PR #201, opened 2020-12-02
refactoring / maybe some improvements

zserik:
### What does this PR do?

This PR gets rid of some `unwrap()`s, mainly in destructors, which should make it easier to guarantee that these `Drop` impls can't crash the program (otherwise, panic'ing in `Drop` impls could cause an abort if the `Drop` was invoced while panic-unwinding).

### Motivation

I wanted to get familiar with the code and inspected the code for somewhat common maybe-code-smells I was familiar with.

### Related issues

None.

### Additional Notes

I was able to run the test and bench suite. I dropped changes which hadn't the intended effect.

### Checklist

No new unit tests should be needed, as no new functionality was added, only existing functionality was refactored without "completely" breaking fn signatures
* [X] If applicable, I have discussed my architecture

### DIFF
--- a/glommio/src/channels/local_channel.rs
+++ b/glommio/src/channels/local_channel.rs
@@ -6,7 +6,6 @@
 use crate::channels::{ChannelCapacity, ChannelError};
 use futures_lite::future;
 use futures_lite::stream::Stream;
-use futures_lite::FutureExt;
 use std::cell::RefCell;
 use std::collections::VecDeque;
 use std::io;
@@ -224,13 +223,11 @@ impl<T> LocalSender<T> {
     ///
     /// [`try_send`]: struct.LocalSender.html#method.try_send
     pub async fn send(&self, item: T) -> Result<(), ChannelError<T>> {
-        if !self.is_full() {
-            self.try_send(item)
-        } else {
+        if self.is_full() {
             let waiter = future::poll_fn(|cx| self.wait_for_room(cx));
             waiter.await;
-            self.try_send(item)
         }
+        self.try_send(item)
     }
 
     /// Checks if there is room to send data in this channel
@@ -299,14 +296,13 @@ impl<T> Drop for LocalSender<T> {
         // wants to wake up anyway.
         state.send_waiters.take();
 
-        if state.recv_waiters.is_none() {
-            return;
-        }
-        let waiters = state.recv_waiters.replace(VecDeque::new()).unwrap();
-        drop(state);
+        if let Some(ref mut waiters) = &mut state.recv_waiters {
+            let waiters = core::mem::replace(waiters, VecDeque::new());
+            drop(state);
 
-        for w in waiters {
-            w.wake();
+            for w in waiters {
+                w.wake();
+            }
         }
     }
 }
@@ -316,15 +312,13 @@ impl<T> Drop for LocalReceiver<T> {
         let mut state = self.channel.state.borrow_mut();
         state.recv_waiters.take();
 
-        if state.send_waiters.is_none() {
-            return;
-        }
+        if let Some(ref mut waiters) = &mut state.send_waiters {
+            let waiters = core::mem::replace(waiters, VecDeque::new());
+            drop(state);
 
-        let waiters = state.send_waiters.replace(VecDeque::new()).unwrap();
-        drop(state);
-
-        for w in waiters {
-            w.wake();
+            for w in waiters {
+                w.wake();
+            }
         }
     }
 }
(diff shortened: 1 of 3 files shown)


zserik:
Don't merge. I found other locations of the second pattern.

glommer:
So if I understand you correctly, the Rust compiler is not able to inline things like "async fn small_fn() -> x {}" ?
Isn't that a compiler issue?

Couple of problems from the get go:
cargo bench fails with:
```
thread 'unnamed-0' panicked at 'cannot access a scoped thread local variable without calling `set` first', /home/glauber/.cargo/registry/src/github.com-1ecc6299db9ec823/scoped-tls-1.0.0/src/lib.rs:168:9
note: run with `RUST_BACKTRACE=1` environment variable to display a backtrace
thread 'main' panicked at 'called `Result::unwrap()` on an `Err` value: Any', glommio/benches/executor.rs:19:25
error: bench failed
```

Many similar failures with cargo test as well.

We are currentlu not running `cargo test` on CI because CircleCI's kernel is unfortunately not recent enough to run io_uring.

zserik:
ok, I was able to upgradde my kernel, I'll try to fix the failing tests.

zserik:
I ran each file separately through `cargo test`, at least the tests should, except for maybe some flaky tests, now run without failures. My patch of `glommio/src/executor.rs` was probably the faulty one.

zserik:
Ok, I can't get the patch for `executor.rs` to work. It seems to fail at `executor::test::test_ping_pong_yield`, but that test seems pretty flaky to me, it fails at:
```rust
    // inside 'async fn do_ping_pong_work(...)'
    assert!(counter.get() < 10);
```
but only sometimes...
It seems like the semaphore stops working, I dunno why. If I add a `eprintln!`, the execution is serialized and the error doesn't occur, which makes this a bit difficult to debug...

zserik:
perf differences on `nightly rustc` are negligible.
```
master branch:
     Running target/release/deps/executor-812c847ee363f1ac
cost to spawn an executor : 23.922048ms
cost to spawn and join an executor : 24.154901ms
cost to run task no task queue: 199ns
cost to run task in task queue: 469ns
     Running target/release/deps/local_channel-773bfbfcfadca837
cost of sending contended local channel: 182ns
cost of sending uncontended local channel: 15ns
     Running target/release/deps/preempt-3b94b415f25b4a5c
cost of checking for need_preempt: 7ns
     Running target/release/deps/semaphore-8e8437bf33768304
cost of acquiring uncontended semaphore: 21ns
cost of acquiring contended semaphore: 374ns
     Running target/release/deps/shared_channel-989065d162b7d576
cost of sending rust standard channel 283ns, capacity: 1024
cost of receiving rust standard channel: 283ns, capacity 1024
cost of sending shared channel 28ns, capacity: 1024
cost of receiving shared channel: 29ns, capacity 1024


misc branch:
     Running target/release/deps/executor-812c847ee363f1ac
cost to spawn an executor : 23.602599ms
cost to spawn and join an executor : 24.043879ms
cost to run task no task queue: 196ns
cost to run task in task queue: 472ns
     Running target/release/deps/local_channel-773bfbfcfadca837
cost of sending contended local channel: 182ns
cost of sending uncontended local channel: 16ns
     Running target/release/deps/preempt-3b94b415f25b4a5c
cost of checking for need_preempt: 7ns
     Running target/release/deps/semaphore-8e8437bf33768304
cost of acquiring uncontended semaphore: 21ns
cost of acquiring contended semaphore: 379ns
     Running target/release/deps/shared_channel-989065d162b7d576
cost of sending rust standard channel 318ns, capacity: 1024
cost of receiving rust standard channel: 317ns, capacity 1024
cost of sending shared channel 27ns, capacity: 1024
cost of receiving shared channel: 27ns, capacity 1024
```

zserik:
I'll probably continue to split this PR into two parts (and probably throw away the second part), and reduce this to only the changes which don't transfrom `async` fns to `return` `impl Future` fns.

zserik:
I've reverted the change to `optimistic` as I wasn't sure if this crate depends on the call time of `Drop` of the `Future` argument.

glommer:
In general I think it is better to go for small localized changes anyway. So feel free to push just a piece of this that you feel is ready to go and we'll look at that separately

zserik:
I condensed the PR pretty much, the parts are pretty small, I don't really think it is worth it opening 1 PR per change...

Changes:
 * `channels::..::LocalSender::send`: move the `try_send` outside of the if block, it doesn't depend on the condition
 * `LocalSender/Receiver::drop`: use `if let` bindings instead of `.is_none()` + `.unwrap()`
 * `LocalReceiver::(Stream)poll_next`, `shared_channel::ConnectedReceiver::(Stream)poll_next`: get rid of unnecessary usage of `futures_lite::future::poll_fn`
 * `multitask.rs/::Task::poll`: use `.map` instead of `match`

glommer:
Thanks for the cleanups!

glommer (approved):

Issue #31, opened 2020-09-07
Provide an ergonomic way to open a file given a directory


glommer:
Linux has an `open_at` syscall that opens a file given a directory.
The reason we don't have the same yet is that `open_at` overloads its meaning: if you pass an absolute path the dir argument is ignored.

That doesn't sit well with our level of abstraction: if we have an API that opens (or create) a file inside a directory we should make sure that the pathbuf does not contain directories and is just a file name.

The advantages of doing that include:
- We will be able to enhance error messages, as we'll always be able to tell the user which directory was involved in an open/create
- We will be able to store information easily about properties of a file (for instance block alignment, preferred I/O ring), and in the future device for scheduling, without the need to stat
- We will be able to use io_uring's registered fd support by pre-opening a bunch of file descriptors in that directory

glommer:
I think just having the API is a good first issue. Taking advantage of that to use more advanced features is a good follow up and will take more time. So adding both labels

vasantteja:
I would like to take look. Can I assign it to myself?

glommer:
if you need anything let me know!

glommer:
hi @vasantteja , how is this going for you ?

vasantteja:
@glommer  sorry, I was traveling and I couldn't take a look at this. I am currently working on this. I will reach out to you if I have any doubts. Thanks for the patience.

jefftt:
hello, since this issue seemed to have staled, i'd be willing to take a stab at it. 

@glommer did you have any ideas on how the API should look? i came up with something pretty naive (taking RawFd as input for dir) but unsure if this is sufficient:

```
buffered_file.rs

    /// Opens a file at a given directory
    ///
    /// Note that `name` must just be the file name and not contain any directories
    pub async fn open_at<P: AsRef<Path>>(dir: RawFd, name: P) -> io::Result<BufferedFile> {
        unimplemented!();
    }
```

glommer:
hi @jefftt you would be most welcome.

The API has to be methods of `Directory`. The goal of this API would be to be ergonomic: you already have a directory object, then you create a file inside that directory.

So it would be something like:

```rust
directory.rs:

 pub async fn create_file<P: AsRef<Path>>(name: P) -> io::Result<DmaFile> {}
```

I don't think we should do this for buffered file. All of the advantages of this API that I listed in the description would not apply to buffered files (they have no alignment needs, no ring selection, etc)

[...]

PR #202, opened 2020-12-03
Ergonomic directory file APIs

jefftt:
### What does this PR do?

Provides APIs to create/open files under a given directory

### Motivation

Address #31 

### Related issues

See above

### Checklist

### DIFF
--- a/glommio/src/io/directory.rs
+++ b/glommio/src/io/directory.rs
@@ -68,6 +68,21 @@ impl Directory {
         Ok(Directory { file })
     }
 
+    /// Opens a file under this directory, returns a DMA file
+    ///
+    /// NOTE: Path must not contain directories and just be a file name
+    pub async fn open_file<P: AsRef<Path>>(&self, path: P) -> io::Result<DmaFile> {
+        if path.as_ref().components().count() > 1 {
+            return Err(io::Error::new(
+                io::ErrorKind::InvalidInput,
+                "Path cannot contain directories",
+            ));
+        }
+
+        let path = self.file.path_required("open file")?.join(path.as_ref());
+        DmaFile::open(path).await
+    }
+
     /// Similar to create() in the standard library, but returns a DMA file
     pub fn sync_create<P: AsRef<Path>>(path: P) -> io::Result<Directory> {
         let path = path.as_ref().to_owned();
@@ -92,11 +107,7 @@ impl Directory {
     ///
     /// NOTE: Path must not contain directories and just be a file name
     pub async fn create_file<P: AsRef<Path>>(&self, path: P) -> io::Result<DmaFile> {
-        if path
-            .as_ref()
-            .to_string_lossy()
-            .contains(std::path::MAIN_SEPARATOR)
-        {
+        if path.as_ref().components().count() > 1 {
             return Err(io::Error::new(
                 io::ErrorKind::InvalidInput,
                 "Path cannot contain directories",
--- a/glommio/src/io/directory.rs
+++ b/glommio/src/io/directory.rs
@@ -72,7 +72,7 @@ impl Directory {
     ///
     /// NOTE: Path must not contain directories and just be a file name
     pub async fn open_file<P: AsRef<Path>>(&self, path: P) -> io::Result<DmaFile> {
-        if contains_dir(&path) {
+        if contains_dir(path.as_ref()) {
             return Err(io::Error::new(
                 io::ErrorKind::InvalidInput,
                 "Path cannot contain directories",
@@ -107,7 +107,7 @@ impl Directory {
     ///
     /// NOTE: Path must not contain directories and just be a file name
     pub async fn create_file<P: AsRef<Path>>(&self, path: P) -> io::Result<DmaFile> {
-        if contains_dir(&path) {
+        if contains_dir(path.as_ref()) {
             return Err(io::Error::new(
                 io::ErrorKind::InvalidInput,
                 "Path cannot contain directories",
@@ -137,8 +137,8 @@ impl Directory {
     }
 }
 
-fn contains_dir<P: AsRef<Path>>(path: P) -> bool {
-    let mut iter = path.as_ref().components();
+fn contains_dir(path: &Path) -> bool {
+    let mut iter = path.components();
     match iter.next() {
         Some(std::path::Component::Normal(_)) => iter.next().is_some(),
         _ => true,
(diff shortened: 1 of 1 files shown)


glommio/src/io/directory.rs
```diff
@@ -87,6 +88,25 @@ impl Directory {
         Self::sync_open(&path)
     }
 
+    /// Creates a file under this directory, returns a DMA file
+    ///
+    /// NOTE: Path must not contain directories and just be a file name
+    pub async fn create_file<P: AsRef<Path>>(&self, path: P) -> io::Result<DmaFile> {
```
zserik, line 94: This should probably accept a `AsRef<OsStr>` instead of `AsRef<Path>`, as it only expects a single path component.

glommio/src/io/directory.rs
```diff
@@ -87,6 +88,25 @@ impl Directory {
...
+        if path
+            .as_ref()
+            .to_string_lossy()
```
zserik, line 97: It is not a good idea to create a `String` every time this is called.
If the argument is replaced with `AsRef<OsStr>`, `Path:new` would be called here, and I think it would be a good idea to call `.components().count() > 1`.

zserik (changes requested):

glommio/src/io/directory.rs
glommer: But doesn't this make it harder to validate if this is indeed a relative path ?

glommio/src/io/directory.rs
glommer: We could however create a `PathBuf`. We store the `PathBuf` in the `GlommioFile`, so we would be just creating it earlier. `open_at` would have to change so that it could take a `PathBuf` as well, but that's doable.

glommer: Ok, I looked at the actual patch now and I agree with @zserik .

The best way to validate this is with `.components()` as path without transforming it into anything: nor a `PathBuf` nor a `String`

I am kind of in the fence with `OsStr`. `Path` seems more inline with the rest of the File.

glommer (changes requested):
Great work, thanks!

2 changes I would like to see:
* There is no reason not to go the extra mile and do this for Open as well. It's essentially the same code.
* avoid the transformation to string as @zserik mentioned. We can use `path.components()` for this

glommio/src/io/directory.rs
jefftt: yeah makes sense, i wasn't sure if path `/` should be valid or not.

Thanks looking!

glommio/src/io/directory.rs
```diff
@@ -68,6 +68,21 @@ impl Directory {
         Ok(Directory { file })
     }
 
+    /// Opens a file under this directory, returns a DMA file
+    ///
+    /// NOTE: Path must not contain directories and just be a file name
+    pub async fn open_file<P: AsRef<Path>>(&self, path: P) -> io::Result<DmaFile> {
+        if path.as_ref().components().count() > 1 {
```
zserik, line 75: This error handling code should be split out into a non-async separate helper function, as this code is now present in at least 2 functions. Additionally, the code should check if the path contains *only* a single directory separator.

jefftt: 👍 i added a function that returns a `bool` but wasn't sure if the convention was to return `Result<()>` instead so the caller can use `?` operator on it, lmk if i should change it

glommio/src/io/directory.rs
```diff
@@ -105,3 +136,12 @@ impl Directory {
...
     }
 }
+
+fn contains_dir(path: &Path) -> bool {
+    let mut iter = path.components().peekable();
+    let is_file = match iter.peek() {
+        Some(std::path::Component::Normal(_)) => true,
+        _ => false,
+    };
+    iter.count() > 1 || !is_file
```
zserik, line 146: The `iter.count() > 1` check should be moved inside the appropriate branch of the `match` statement (`Some(std::path::Component::Normal(_))`). Then, the iterator doesn't need to be `peekable`, because if it wouldn't be peekable, only the `iter.count() > 1` check would change to `iter.count() > 0`, which is equivalent to `iter.next().is_some()`.

Code suggestion:
```rust
fn contains_dir(path: &Path) -> bool {
    let mut iter = path.components();
    match iter.next() {
        Some(std::path::Component::Normal(_)) => iter.next().is_some(),
        _ => true,
    }
}
```

I'm not completely sure if that suggestion is correct, this should be tested.

jefftt: yes that's much better, thanks for the suggestion! 

I'm not sure what the correct behavior should be in the case where path is `foo/`. the `components()` method would [normalizedthe trailing slash away](https://doc.rust-lang.org/std/path/struct.Path.html#method.components) and so this function would return `true`. is this what we want?

zserik: I would expect that the "openat" equivalent should act like:
1. `chdir()` to the directory is called.
2. `File::create` / `File::open` with the given Path is called. If this call would also normalize the trailing `/` away, then this behavoir is probably what we want. If not, then we must check for that, too.

glommer: We should not `chdir`
If we can open a file in the current directory that is represented by the object, fine. Otherwise this needs to fail.

The main thing that needs to be handle correctly is files with `/` in their name. The example you gave, `foo/` is not a valid file name.

To the best of my knowledge `/` is invalid in path names.

I fully expect `Path` to do the right thing here across OS btw: if something is a valid filename with quotes and all, and `Path::components` break it apart, I would consider it a bug.

zserik: I know. I wrote "should *act like*". It should handle that case the same way `std::fs::OpenOptions::open` acts when given a file name with trailing slash.

glommio/src/io/directory.rs
```diff
@@ -137,11 +137,10 @@ impl Directory {
...
 }
 
-fn contains_dir(path: &Path) -> bool {
-    let mut iter = path.components().peekable();
-    let is_file = match iter.peek() {
-        Some(std::path::Component::Normal(_)) => true,
-        _ => false,
-    };
-    iter.count() > 1 || !is_file
+fn contains_dir<P: AsRef<Path>>(path: P) -> bool {
```
zserik, line 140: I don't think that this internal API should be generic, as it has no real benefit, but the disadvantage of possible making compile times longer.

glommer:
A general comment:

In general I prefer good over perfect, because even if there are things to make better, if one truly cares they can be fixed later.

I am happy enough with the state of this and am therefore merging. 

@jefftt thanks a lot for your first contribution and welcome!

_YOUR INSTRUCTIONS_
Answer with one number only, the count of lines in the entries above that hold the string "DmaFile".

_RESULT OF THE EXERCISE_
8